Try it:
Having read the data, transcribe all of it without deviation.

Data to examine:
PR #1786, opened 2022-12-31
Remove useless simulator check in parseXctraceIOSDevicesList

simonkoeck:
Summary:
---------
I was just sitting 4h in front of the computer debugging why my metro bundler couldn't find the device.  :D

Answer to this exercise:
PR #1786, opened 2022-12-31
Remove useless simulator check in parseXctraceIOSDevicesList

simonkoeck:
Summary:
---------
I was just sitting 4h in front of the computer debugging why my metro bundler couldn't find the device.  :D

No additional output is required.